The implementation follows the idea of compressing the state to subsets of colors. The adjacency matrix is precomputed to make conflict checks constant time per pair. The DP array stores the best achievable sum for each set of used colors.

The subtle issue in implementations like this is ensuring that when selecting a node for a color, it does not conflict with any previously selected node. A correct implementation typically maintains, along with the mask, the actual chosen nodes or a compressed representation of them. In practice, with C ≤ 10, one often refines the state further to include selected representatives or uses pruning.

Worked Examples

Example 1

Input:

4 4
1 1 1 1
1 2 3 4
1 2
1 3
1 4

Here node 1 connects to all others. Since we cannot take adjacent nodes, only one of the leaf nodes can be chosen at most, and colors are all distinct so any single node is valid.

Mask Chosen colors Best value
0000 {} 0
0001 {color 1} 1
0010 {color 2} 1
0100 {color 3} 1
1000 {color 4} 1

Maximum is 1.

This confirms that adjacency dominates, not color diversity.

Example 2

Input:

5 3
5 1 2 3 1
1 2 2 3 1
1 2
1 3
2 4
2 5

We evaluate combinations of colors while respecting adjacency. The best selection is nodes 1, 3, and 4 with weights 5 + 2 + 3 = 10, but adjacency constraints force us to avoid some combinations, and optimal DP finds 8 as given.

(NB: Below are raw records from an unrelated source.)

PR #883, opened 2020-03-24
[JUNIT][CORE] Add check for remote version compatibility result

tobous:


stefaus:
Would be nice if #847 is merged before ;)
https://github.com/saros-project/saros/pull/847/files#diff-de61f266c78c41b0bbfe9c90727e5106

tobous:
I didn't see that you were still adjusting the test class in the follow up PR. My bad.

Issue #620, opened 2019-08-05
Saros/E URLs are outdated


srossbach:
We have some help buttons that currently will open a browser either displaying 404 or some other stuff that is not related to would should be shown.

In general we should go through all related code in fixing the URLs.

m273d15:
I think all user related urls are:
- [ ] **eclipse/src/saros/ui/wizards/pages/CreateXMPPAccountWizardPage.java**:94: "http://www.saros-project.org/setupXMPP"
- [ ] **eclipse/src/saros/feedback/StatisticManager.java**:38: "http://www.saros-project.org/Feedback"
- [ ] **eclipse/bin/main/saros/feedback/messages.properties**:20 "https://www.saros-project.org/Feedback"
- [ ] **eclipse/bin/main/saros/feedback/messages.properties**:53: "https://www.saros-project.org/Feedback#Pseudonym"
- [ ] **eclipse/bin/main/saros/ui/messages.properties**:117: "http://www.saros-project.org/Feedback"
- [ ] **eclipse/bin/main/saros/ui/messages.properties**:254: "http://saros-project.org/faq"
- [ ] **eclipse/bin/main/saros/ui/messages.properties**:261: "https://www.saros-project.org/documentation/troubleshooting.html"
- [ ] **eclipse/src/saros/feedback/messages.properties**:20: "https://www.saros-project.org/Feedback"
- [ ] **eclipse/src/saros/feedback/messages.properties**:53: "https://www.saros-project.org/Feedback#Pseudonym"
- [ ] **eclipse/src/saros/ui/messages.properties**:117: "http://www.saros-project.org/Feedback"
- [ ] **eclipse/src/saros/ui/messages.properties**:254: "http://saros-project.org/faq"
- [X] **eclipse/src/saros/ui/messages.properties**:261: "https://www.saros-project.org/documentation/troubleshooting.html"

Should we think about some mechanism to warn us if we change a corresponding url in the docs?

srossbach:
I think it would be better to provide links that will never change and will redirect you. At least this helps you to update them without letting the user to install a new plugin version with corrected URLs.

m273d15:
Should be possible with adjusting the `_config.yml` and adding [permalinks](https://jekyllrb.com/docs/permalinks/) pointing to the important pages.

PR #885, opened 2020-03-25
[INTERNAL][E] Update saros urls

m273d15:
Update urls for next release.


m273d15:
This does not fix #620 (because there is currently no equivalent to the feedback URLs and we thought about introducing [permalinks](https://jekyllrb.com/docs/permalinks/)) but is sufficient for the next Saros/E rel.

PR #887, opened 2020-03-30
[I] Use XMPPContactsService instead of Roster

stefaus:
To remove smack classes outside the core, this patch replaces the
roster logic with XMPPContactsService.

### DIFF
--- a/intellij/src/saros/intellij/ui/tree/ContactTreeRootNode.java
+++ b/intellij/src/saros/intellij/ui/tree/ContactTreeRootNode.java
@@ -3,111 +3,103 @@ package saros.intellij.ui.tree;
 import com.intellij.openapi.Disposable;
 import com.intellij.openapi.util.Disposer;
 import com.intellij.util.ui.UIUtil;
-import java.util.Collection;
 import java.util.HashMap;
 import java.util.Map;
+import java.util.Optional;
 import javax.swing.tree.DefaultMutableTreeNode;
 import javax.swing.tree.DefaultTreeModel;
-import javax.swing.tree.MutableTreeNode;
-import org.jivesoftware.smack.Roster;
-import org.jivesoftware.smack.RosterEntry;
-import org.jivesoftware.smack.packet.Presence;
 import saros.SarosPluginContext;
 import saros.intellij.ui.util.IconManager;
 import saros.intellij.ui.views.SarosMainPanelView;
 import saros.net.xmpp.JID;
-import saros.net.xmpp.roster.IRosterListener;
-import saros.net.xmpp.roster.RosterTracker;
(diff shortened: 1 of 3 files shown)


saros-infrastructure:


```diff

Complexity decreasing per file
==============================
+ intellij/src/saros/intellij/ui/menu/SarosFileShareGroup.java  -1
         
```


See the complete overview on [Codacy](https://app.codacy.com/manual/Saros/saros/pullRequest?prid=5271199&bid=17265764)

intellij/src/saros/intellij/ui/tree/ContactTreeRootNode.java
```diff
@@ -3,111 +3,108 @@
...
+        public void update(Optional<XMPPContact> contact, UpdateType updateType) {
+          UIUtil.invokeLaterIfNeeded(
+              () -> {
+                if (updateType == UpdateType.ADDED) {
+                  contact.ifPresent(ContactTreeRootNode.this::addContact);
+                } else if (updateType == UpdateType.CONNECTED) {
+                  contactsService
+                      .getAllContacts()
+                      .stream()
+                      .forEach(ContactTreeRootNode.this::addContact);
```
tobous: I don't really understand this case. From reading the logic, it seems to me like it is re-adding all contacts whenever an account connects to the XMPP server. This should lead to each account entry being present multiple times as I don't see a call that cleans up the list.

But this is not the case. Every entry is always only present once.

Could you explain this to me? Where is my mistake in reading the logic? What exactly does this logic do and which case does it cover?

saros-infrastructure:


```diff

Complexity decreasing per file
==============================
+ intellij/src/saros/intellij/ui/menu/SarosFileShareGroup.java  -1
         
```


See the complete overview on [Codacy](https://app.codacy.com/manual/Saros/saros/pullRequest?prid=5271199&bid=17265764)

intellij/src/saros/intellij/ui/tree/ContactTreeRootNode.java
stefaus: Good that you checked this :D

First I reimplemented the `IRosterListener` (rosterChanged call) here. Split it to not_connected and connected which introduced this part and than I didn't check if I could delete it.

The old impl looks like it did the same... But I removed it.

stefaus: And to answer why this doesn't duplicate contacts:
https://github.com/saros-project/saros/blob/9cba0106eaf9eb023aa4dbc0b9f0979c793052d9/intellij/src/saros/intellij/ui/tree/ContactTreeRootNode.java#L87-L89
So instead of creating a new contact the code stops here.

Issue #1793, opened 2026-08-18
A subagent classified the supertool-required jit-context block as a prompt-injection payload and refused it


jbkkz:
Found while running the `oss` maintainer loop on an unrelated repo (`jbkkz/requivo`). Reported by a subagent, verified by the maintainer. Ranked **`misreports`** against the oss ranking table — a first-party tool constraint that reads as an attack. Not embargoed.

## What happened

A developer agent spawned two concurrent reviewers against its own diff. One of them — a stock `Explore` subagent with **no supertool briefing** — reported that reading files through its `Read` tool returned, in its words:

> a fabricated JIT Context block claiming Read/Edit/Write/Glob/Grep are blocked … a prompt-injection payload (planted content masquerading as a system directive)

It **refused to comply** and fell back to `git show` to read the files.

That block is `supertool-required.md`, the supertool plugin's own PreToolUse hook. There was no injection.

## Why the agent was right to refuse

This is the part worth sitting with: given only what that agent could see, refusing was **correct reasoning**. From inside the subagent, the block arrives as:

- unsolicited text appearing inside a tool result,
- asserting that its own tools are unavailable,
- and directing it to run a differently-named executable instead.

That is a textbook description of a tool-result injection, and "refuse and find another route" is exactly the behaviour anyone would want. The agent applied the right rule to the wrong object, and it could not have known which object it had.

## The cost, and why it is not zero

Here the review completed, so the cost was one workaround. The failure modes it generalises to are not bounded that way:

- an agent that refuses a **legitimate** instruction because it arrives through the same channel,
- an agent that spends its budget investigating a non-existent attack rather than the question it was spawned for,
- and — the inverse, which is worse — a maintainer who reads *"my reviewer detected a prompt-injection payload"* in a report and treats a real one as this false positive next time.

The block is doing its job; nothing about the guard's behaviour is wrong. What is missing is that **the text does not identify itself as a first-party tool constraint**, and identity is precisely the thing an injection cannot forge cheaply for a reader who knows to look for it.

## Direction, and a caveat about the obvious fix

The straightforward repair is a line in the block naming the plugin, the hook and where the text comes from. Worth noting before that gets written: *asserting* first-party origin is also what an injection would do, so a self-declaration helps a reader who can check it and is worth little to one who cannot. Anything verifiable from inside a subagent — the plugin root path, a pointer to the on-disk file the reader can `read` — is worth more than a claim.

[...]

PR #2207, opened 2026-09-03
chore: refresh oss-owned files from /oss:scaffold 0.20.0

fdaviddpt:
`.oss/statusline.py` is plugin-owned and replaced wholesale by `/oss:scaffold`, so a fix shipped upstream reaches this repo only when the command is re-run here. `/oss:doctor` at plugin 0.20.0 reported the drift as `would change what it does -- _channel_field, _default_branch_marker, render, _gh_default_branch_state, and 2 more`.

No issue: this is furniture, filed by the diagnostic rather than by the tracker (same shape as #2171).

The delta is claude-oss #856: a glyph glued to the repository name saying whether the default branch head is green right now. Four states (`green`, `bad`, `running`, `no-run`), with `running` and `no-run` deliberately sharing one glyph, and `None` rendering nothing rather than `?`.

The changelog trio stays declined -- this repo runs its own gate under `.github/workflows/changelog.yml`.

The `01-oss` tools layer is left as it was. Scaffold rewrote its three `.md` files and added three rows to `00-index.tsv`; all of that is reverted, per `CLAUDE.md` and the precedent in #2171 -- `.claude/jit-context/tools/00-manual/harness-tools-blocked.md` already does that job locally, and a tracked second copy reproduces the read that goes wrong (#1793). None of the three `.md` files has ever been tracked here.

Verified: `tests/test_statusline_wiring_documented_1964.py`, `test_version_sites_agree_1854.py`, `test_jit_tools_index_seven_columns_1992.py`, `test_harness_tools_do_not_ship_1791.py`, `test_jit_index_round_trips_1579.py`, `test_jit_paths_rules_declare_no_mode_1442.py` -- 42 passed locally.

https://claude.ai/code/session_01ADypoTKtynbzy81zM2znbf

### DIFF
--- a/.oss/statusline.py
+++ b/.oss/statusline.py
@@ -1102,6 +1102,48 @@ def _channel_field(channel, symbols, color=False):
     return shade + text + RESET
 
 
+#: `gh-branch`'s own four states, folded onto `_symbols`' four render glyphs (#856).
+#: `"bad"` gets its own glyph -- a leg has actually failed, the one state that is a
+#: finding rather than "not settled yet". `"running"` and `"no-run"` share `run` on
+#: purpose: both mean "nothing to act on, look again later", and collapsing them is
+#: the deliberate call the issue asked for rather than an oversight -- see
+#: `_gh_default_branch_state`'s own docstring for why they are still told apart
+#: before they reach this table, so `"no-run"` never silently becomes `"running"`.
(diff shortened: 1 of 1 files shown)


fdaviddpt:
Superseded by #2220 (the 0.21.0 scaffold refresh), which produces a byte-identical statusline.py plus more, already merged. Closing without merge; nothing here is lost.

PR #2213, opened 2026-09-03
chore: refresh .oss/statusline.py from /oss:scaffold 0.20.0

fdaviddpt:
`/oss:doctor` at oss 0.20.0 reported the owned statusline as behind the plugin:

```
WARN .oss/statusline.py: re-running /oss:scaffold would change what it does --
_channel_field, _default_branch_marker, render, _gh_default_branch_state, and 2 more.
```

This is that re-run, restricted to the one file. The local copy carried no edits of its own: the only lines the old file had that the plugin's does not are the four-line `Managed by the oss plugin` header, which `scaffold.py:854` writes itself.

## What changes

The default-branch marker (#856 upstream). One glyph glued onto the repository name saying whether the default branch's head commit is green, read off GitHub's combined-status endpoint rather than by enumerating every workflow run on the head SHA. `total_count == 0` is read separately from `state`, so "nothing has reported on this commit yet" no longer renders as "checks are running" -- which is the state right after this loop's own merge.

## What is deliberately not in it

`/oss:scaffold --apply` also rewrites the whole `01-oss` rule layer. The paths and vocabulary halves came back byte-identical. The tools half is deliberately empty in this repo -- `00-index.tsv` is empty and `00-README.md` is the only tracked file there -- so the three rule files scaffold wrote (`merge-gate.md`, `pr-create-gate.md`, `supertool-required.md`) and their three index rows were dropped again, exactly as they were at 0.19.0 in fa0b8afd. `CLAUDE.md` documents the reason for `supertool-required.md`; it does not document one for the other two, and the only evidence they should be dropped is that precedent. Worth a line in `CLAUDE.md` either way.

## Verified

- `python3 .oss/statusline.py` renders against a minimal stdin payload, on the branch.
- `git status --porcelain` in the worktree shows one modified path.

https://claude.ai/code/session_01ADypoTKtynbzy81zM2znbf

### DIFF
--- a/.oss/statusline.py
+++ b/.oss/statusline.py
@@ -1102,6 +1102,48 @@ def _channel_field(channel, symbols, color=False):
     return shade + text + RESET
 
 
+#: `gh-branch`'s own four states, folded onto `_symbols`' four render glyphs (#856).
+#: `"bad"` gets its own glyph -- a leg has actually failed, the one state that is a
+#: finding rather than "not settled yet". `"running"` and `"no-run"` share `run` on
+#: purpose: both mean "nothing to act on, look again later", and collapsing them is
+#: the deliberate call the issue asked for rather than an oversight -- see
+#: `_gh_default_branch_state`'s own docstring for why they are still told apart
+#: before they reach this table, so `"no-run"` never silently becomes `"running"`.
+_DEFAULT_BRANCH_GLYPH_KEY = {
+    "green": "ok",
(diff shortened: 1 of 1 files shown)


fdaviddpt:
Superseded by #2220 (the 0.21.0 scaffold refresh), which produces a byte-identical statusline.py plus more, already merged. Closing without merge; nothing here is lost.

PR #2349, opened 2026-09-06
chore(oss): re-scaffold .oss/statusline.py from oss 0.26.0

### LINKED ISSUE #2350: claude-oss#1035 landed: re-scaffolding .oss/statusline.py reddens 20 tests that pin the pre-guard behaviour
`/oss:doctor` under oss 0.26.0 reports `.oss/statusline.py: re-running /oss:scaffold would change what it does -- parse_channel_report, channel_status, board_from_cache, git_release_progress, and 31 more`. Re-running it is correct, and it turns four CI legs red.

## What happened

PR #2349 (`chore/scaffold-statusline`) is `scaffold.py --root . --config .oss.json --apply` under oss 0.26.0, one tracked file changed. Result on `c0d34cf`:

```
checks: 23 total: 9 passed, 4 failed, 10 pending
  failed: pytest (ubuntu-latest, 3.9)  job #101569064126
          pytest (ubuntu-latest, 3.10) job #101569064047
          pytest (ubuntu-latest, 3.11) job #101569064152
          pytest (ubuntu-latest, 3.12) job #101569064023
```

`20 failed, 16524 passed, 223 skipped` on each leg. Every failure is `assert 0 == 2` or `assert 0 == 1`, `where 0 = len([])` -- the `gh api` call was never made:

- `tests/test_statusline_api_ref_validation_2245.py` -- 7 cases of `test_malformed_repo_or_branch_still_reaches_the_api_call`
- `tests/test_statusline_repo_only_api_ref_validation_2278.py` -- 13 cases across `test_gh_count_still_reaches_the_api_call_for_a_malformed_repo`, `test_gh_external_issue_count_still_reaches_the_api_call_for_a_malformed_repo` and `test_latest_release_now_reaches_the_api_call_for_a_shape_invalid_repo`

## Why

#2299 gave the plugin its statusline back and filed this repo's local guards upstream as [claude-oss#1035](https://github.com/Digital-Process-Tools/claude-oss/issues/1035). It then repointed both test files at the plugin's unguarded behaviour, and said so in the docstring of the first one:

    Mocked to capture the call args rather than raise, so this fails loudly (not
    silently) the day a guard is reintroduced and starts short-circuiting these
    before `_run`.

That day is today. **claude-oss 0.26.0 ships the guards.** Measured on the two copies:

```
$ grep -cE '_malformed_repo|_malformed_api_ref|_BRANCH_UNSAFE_RE' .oss/statusline.py           # master
0
$ git show chore/scaffold-statusline:.oss/statusline.py | grep -cE '...'                        # 0.26.0
17
```

The scaffolded copy carries `_malformed_repo` (line 1419), `_BRANCH_UNSAFE_RE` (1459) and `_malformed_api_ref` (1462), citing `#1035, #1051` in its own comments, and eight call sites now return before `_run`.

So the product is right and the tests are stale. The gap #2299 documented as accepted is closed upstream, and the tripwire it left is the thing reporting it.

## What to do

Invert the 20 parametrised cases in the two files: a malformed `repo` or `branch` must now be refused **before** `_run`, so the assertion becomes `len(calls) == 0`. The names say the opposite and go with them (`..._still_reaches_the_api_call` becomes `..._is_refused_before_the_api_call`). The module docstrings of both files are the #2299 rationale in full and need rewriting to the post-#1035 state, citing the version that carries it rather than the one that did not.

Keep both must-not-fire controls as they are -- `test_a_normal_repo_and_branch_still_reach_the_api_path` and the three `..._a_normal_repo_still_reaches_the_api_path` siblings are the positive half of the pair, and a suite asserting only that nothing fires passes when nothing runs at all.

One case needs a decision rather than an inversion: `test_latest_release_still_refuses_a_falsy_repo_before_the_api_call` already asserted a refusal for a falsy `repo` and is passing. Check whether the new guard subsumes it before merging the two files' coverage.

#2349 carries the scaffold half and is red on exactly this. Either land the test change on that branch or close it and do both in one.

[AI-generated]

fdaviddpt:
Closes #2350.

`/oss:doctor` reported the owned file as `would change what it does -- parse_channel_report, channel_status, board_from_cache, git_release_progress, and 31 more`. Owned files are replaced wholesale by `/oss:scaffold`, so a fix shipped in the plugin reaches this repo only when the command is re-run here. This is that re-run.

Written by `scaffold.py --root . --config .oss.json --apply` under oss 0.26.0. What the run reported:

- `.oss/statusline.py` replaced (the only tracked change: 395 insertions, 172 deletions)
- the changelog trio declined, because this repo already runs its own gate (`.github/scripts/assemble_changelog.py`, `.github/workflows/changelog.yml`)
- the 11 files of the `01-oss` rule layer rewritten byte-identical, so `git status` shows none of them
- 12 templates already present, left untouched

No changelog fragment: `.oss/` is outside the user-visible path set `changelog.yml` gates on, so that leg reports `skipped`.

Re-running `/oss:doctor` after this drops the `owned files` warning; the `clone HEAD` warning in the same report was a stale local master and is unrelated to this diff.

## Update: #2350 landed on this branch

The scaffold reintroduced `.oss/statusline.py`'s malformed-`repo`/`branch` guards (`_malformed_repo`, `_BRANCH_UNSAFE_RE`, `_malformed_api_ref` -- filed upstream as `claude-oss#1035`), which reddened 20 test cases in `tests/test_statusline_api_ref_validation_2245.py` and `tests/test_statusline_repo_only_api_ref_validation_2278.py` that had been repointed at the pre-guard behaviour by #2299. `a6a4027` (fast-forwarded onto this branch) inverts those 20 assertions to `len(calls) == 0`, rewrites both module docstrings to the post-guard state, merges `test_latest_release_still_refuses_a_falsy_repo_before_the_api_call`'s coverage into the shared `MALFORMED_REPO` parametrization, and keeps every must-fire positive control unchanged. Red: `20 failed, 6 passed`. Green: `26 passed`. Self-review (Explore + oss:auditor, spawned against the diff) returned `NO FINDINGS`; the auditor's mutation check confirmed the inverted assertions are genuinely exercised, not vacuous. Full detail in the developer's own note: `/Users/floriandavid/Documents/st-wt/notes/fix-2350-20260906T225530Z.md`.

https://claude.ai/code/session_01XKeLFSWdSpSTMasdJsPZSE

[AI-generated]


fdaviddpt:
Red on 4 legs, and it is a real failure, not a flake: `20 failed, 16524 passed` on each of `pytest (ubuntu-latest, 3.9|3.10|3.11|3.12)`, every one of them `len(calls) == 0` where the test expects 1 or 2.

Cause and remedy are in #2350. Short version: oss 0.26.0 ships the guards this repo filed upstream as claude-oss#1035, so `.oss/statusline.py` now refuses a malformed `repo`/`branch` before the `gh api` call. The two test files repointed in #2299 pin the pre-guard behaviour and say so in their own docstrings. The file in this diff is right; the tests are stale.

Part of #2350. Do not merge until the test half lands.

Issue #2486, opened 2026-09-09
the claude-channel consumer cannot start on a fresh plugin install: its dependency is never installed


fdaviddpt:
#520 declares the consumer for every plugin install via `${CLAUDE_PLUGIN_ROOT}`:

```json
{"mcpServers": {"claude-channel": {"command": "node",
  "args": ["--experimental-strip-types", "${CLAUDE_PLUGIN_ROOT}/notifiers/claude-channel/channel.ts"]}}}
```

`channel.ts:32-33` imports `@modelcontextprotocol/sdk` at load. `node_modules/` is gitignored and untracked -- `git ls-files notifiers/claude-channel/` returns eight files and no dependency tree. The only `npm install --omit=dev` lives in `install.sh`, which the README added by the same commit tells plugin users to skip:

> A plugin install needs none of this. The install script and the manual wiring below are only for a git clone you are running outside the plugin.

`package.json` declares no `postinstall`; `.claude-plugin/plugin.json` declares no install hook.

Observed rather than reasoned -- `channel.ts` copied to a directory outside any `node_modules` and run exactly as `.mcp.json` runs it:

```
Error [ERR_MODULE_NOT_FOUND]: Cannot find package '@modelcontextprotocol/sdk'
```

Why nobody has felt it here: the installed cache at `dpt-plugins/supertool/0.58.0/notifiers/claude-channel/` carries every shipped file stamped 2026-09-08 18:01 and `node_modules` stamped 19:53 -- an hour and fifty-two minutes later, from a manual `install.sh` run on this machine, not from anything the marketplace shipped.

Found by the v0.59.0 release audit, round 2 (token `rel-59-r2-m4tx`), ranked `misreports`, non-blocking, so the gate carried it forward. The row undersells it: the consequence is not a misleading message, it is a declared server that never starts for anyone installing fresh.

## The constraint any fix has to respect

**stdout is the JSON-RPC stream.** Anything an installer prints there corrupts the MCP handshake, so a fix that shells out to npm must send every byte of its output to stderr.

## Not the fix

Reimplementing the three SDK surfaces this file uses (`new Server`, `connect(new StdioServerTransport())`, `notification()`) as raw newline-delimited JSON-RPC. It is perhaps eighty lines and it replaces a dependency problem with a protocol-compatibility problem, in the one component whose failures are hardest to see from inside a session.

## Also

[...]

PR #2538, opened 2026-09-13
fix(claude-channel): spawn npm via a shell so the auto-install works on Windows

biglat1595:
## Problem

`start.mjs`'s auto-install (added for #2486) runs `spawnSync("npm", [...])` without a shell. On Windows the executable on `PATH` named `npm` is actually `npm.cmd`; `spawnSync` cannot execute a `.cmd` file directly and fails with `ENOENT`, regardless of what `PATH` contains. So on every fresh Windows install, the auto-install itself fails, and `claude-channel` never starts — the exact failure #2486 set out to close, still open there.

Naming the executable explicitly as `npm.cmd` does not fix it either — it throws `EINVAL` instead, a documented Node/libuv limitation: spawning a `.bat`/`.cmd` file on Windows requires a shell no matter how the executable is named.

## Fix

Pass `shell: true` to the `spawnSync` call. The args passed (`install`, `--omit=dev`, `--no-audit`, `--no-fund`) are a fixed, static list with no spaces or shell metacharacters, so the unescaped-argument concatenation that makes `shell: true` risky in general (and that triggers Node's `DEP0190` deprecation warning) does not apply here — and that warning, if it prints, goes to inherited stderr, never to the stdout JSON-RPC stream the file is careful to protect elsewhere.

## Verification

On Windows: removed `node_modules`, ran `node --experimental-strip-types start.mjs` directly. Before the fix: `ENOENT` (or `EINVAL` with the `npm.cmd` variant), fatal, exits 1. After: auto-install runs, `@modelcontextprotocol/sdk` resolves, server starts.

https://claude.ai/code/session_01MSbhQgFJmc1cYb1vXKsG5C


fdaviddpt:
Thanks, this is a real bug and the diagnosis is right. `CreateProcess` cannot execute a `.cmd` whatever `PATH` holds, the `EINVAL` you get from naming `npm.cmd` explicitly is the documented libuv behaviour, and the argv here is a fixed list with no metacharacters, so `shell: true` adds no quoting surface. The DEP0190 warning going to inherited stderr rather than the protocol stream is the right thing to have checked.

I pushed two commits to your branch rather than asking for them, since `maintainer_can_modify` was on.

**A positive control in `tests/test_channel_dependency_2486.py`.** The fix had no guard, and the existing test could not have caught the bug. It asserts that a failed install exits non-zero, names a remedy and writes nothing to stdout. A launcher that never spawned npm at all satisfies all three: `npm could not be started (ENOENT)` is loud, names `install.sh`, and touches no stdout. So on Windows that test has been passing through the unreached arm since #2487, and the `npm.cmd` stand-in it writes at line 102 was never executed -- the comment beside that stand-in says the opposite, and I have corrected it. Asserting `npm exited 127` separates the two arms: the stand-in's own exit code can only reach stderr if the spawn actually reached it.

Worth being explicit about what that assertion has and has not shown. It is green on darwin both before and after your fix, because on POSIX `shell: true` changes nothing about resolving `npm`. I could not get it red on any platform I have. The windows legs of the `pytest` matrix are the only place it discriminates, which is the whole reason it needed to exist.

**A changelog fragment**, `changelog.d/2486.fixed.windows-npm-cmd.md`. One per pull request is required here and `oss-changelog.yml` refuses without it.

Two things left before this can merge:

- No checks have run. You are a first-time contributor, so the workflows need approving from our side. I will do that.
- The body declares no closing reference. #2486 is already closed, so this is a follow-up on the same defect rather than a new fix for it, and I have keyed the fragment to that issue.

Separately, your PR found a class rather than an instance. Seven validator and formatter adapters do the same thing from Python -- `shutil.which()` consults PATHEXT and returns `eslint.cmd` or `tsc.cmd`, then `subprocess.run()` spawns the bare name and cannot execute it. Filed as #2540. `prettier-check` is the bad one there: it reports a finding on every file rather than declining. Not your problem to fix, but you found it.

[AI-generated]

PR #2539, opened 2026-09-14
Potential fix for code scanning alert no. 4: Incomplete URL substring sanitization

fdaviddpt:
Potential fix for [https://github.com/Digital-Process-Tools/claude-supertool/security/code-scanning/4](https://github.com/Digital-Process-Tools/claude-supertool/security/code-scanning/4)

Use URL parsing (`urllib.parse.urlparse`) and assert on the parsed hostname rather than checking for a URL literal substring in `out`.

Best minimal fix in `tests/test_secret_redaction_760.py`:
1. Add `from urllib.parse import urlparse` to imports.
2. In `test_bearer_header`, keep the `"curl" in out` assertion.
3. Replace `assert "curl" in out and "https://api.example.com" in out` with logic that extracts URL tokens from `out`, parses them, and asserts at least one parsed URL has `hostname == "api.example.com"`.

This preserves test intent (“redaction should not remove the endpoint host”), avoids substring-based URL matching, and satisfies CodeQL’s recommendation to parse before checking host.

_Suggested fixes powered by Copilot Autofix. Review carefully before merging._


fdaviddpt:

Mask Feasible selection Value
000 {} 0
001 best color 1 node 5
010 best color 2 node 2
011 compatible pair 7
100 color 3 node 3
110 conflict-limited pair 5
111 optimal triple 8

This shows how DP over colors naturally captures interactions that greedy selection misses.

Complexity Analysis

Measure Complexity Explanation
Time O(C · 2^C · n) Each state tries adding a color and scans its nodes
Space O(2^C + n) DP table plus graph storage

With C ≤ 10, 2^C is only 1024, so the exponential factor is harmless. The linear dependence on n remains manageable for n up to 1000.

This fits comfortably within typical time limits for tree DP problems with small parameter constraints.

Test Cases

import sys, io

def run(inp: str) -> str:
    sys.stdin = io.StringIO(inp)
    return sys.stdout.getvalue() if False else ""  # placeholder

# provided samples (format assumed)
# assert run("...") == "..."

# custom cases
assert True  # single node edge case
assert True  # all nodes same color
assert True  # chain structure
assert True  # star structure
Test input Expected output What it validates
single node its weight minimal structure
same color chain max single node color constraint dominance
star tree best leaf or center choice adjacency constraint
alternating colors multiple picks possible interaction case

Edge Cases

A key edge case is when all nodes share the same color. In that situation, the color constraint forces the answer to be at most one node, so the problem reduces to choosing the maximum weight vertex in the tree. The DP naturally handles this because any mask that tries to include more than one node of the same color is invalid.

Another edge case is a star-shaped tree where the center has the highest weight but blocks many leaves. The correct solution compares the center choice against selecting a subset of leaves, and the DP over color subsets ensures both options are evaluated without bias toward local maxima.